84 P.2d 61, 103 Colo. 139, 1938 Colo. LEXIS 185
CourtSupreme Court of Colorado
DecidedOctober 17, 1938
DocketNo. 14,342.
StatusPublished
Cited by7 cases

This text of 84 P.2d 61 (Sechler v. Pastore) is published on Counsel Stack Legal Research, covering Supreme Court of Colorado primary law. Counsel Stack provides free access to over 12 million legal documents including statutes, case law, regulations, and constitutions.

Bluebook
Sechler v. Pastore, 84 P.2d 61, 103 Colo. 139, 1938 Colo. LEXIS 185 (Colo. 1938).

Opinion

Mr. Justice Knous

delivered the opinion of the court.

The judgment here presented for review was rendered in a workmen’s compensation case.

The defendant in error Eberhart, to whom we shall *141 refer as the claimant, sustained a compensable injury on March 11, 1937. Previous to this time the defendant in error Pastore, to whom we shall refer by name or as the contractor, had entered into an agreement with the Sechler Electric Company for the installation of electric outlets in a house being’ constructed by Pastore at 3710 Zuni street in Denver, Colorado. At the time of the injury claimant, an electrician, was engaged in making such installments as an employee of the Sechler Electric Company. Neither the employer nor the contractor carried workmen’s compensation insurance. After a number of hearings the Industrial Commission by a final supplemental award ordered that the Sechler Electric Company and Pastore pay compensation to the claimant. Thereafter Pastore instituted the present action in the district court. A decree was entered therein affirming the award of the Industrial Commission in all respects and with the further adjudication that the liability for the payment of compensation as between the employer and the contractor was therein fixed as a primary liability against the former and a secondary liability against the latter and the Industrial Commission was directed to modify its award accordingly.

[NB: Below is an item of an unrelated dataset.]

PR #87, opened 2019-04-22
Minor Email Frontend refactor

mienaikoe:
- Putting subject into the heading title
- Putting the sent time as a note box on the top of the email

No question is raised as to the compensability of the injury sustained by claimant or as to the amount of compensation awarded him. Plaintiff in error contends that the order of the commission, as sustained by the judgment of the district court, is erroneous in so far as it finds that plaintiff in error was subject to the Workmen’s Compensation Act, for two reasons: (1) That prior to the happening of the injury sustained by claimant, plaintiff in error had withdrawn from and rejected the provisions of the Workmen’s Compensation Act; (2) that at the time of his injury claimant was not an employee of plaintiff in error as an individual but was in the employ of the Sechler Electric Company, a copartnership consisting of plaintiff in error and his son, and that said copartnership was not subject to the provisions of the Work *142 men’s Compensation Act. Plaintiff in error further asserts as a third objection that the judgment of the district court is erroneous in so far as it attempts to classify and establish the liability for payment of compensation as a primary and secondary liability between plaintiff in error and the contractor respectively. We shall consider these contentions in the order stated.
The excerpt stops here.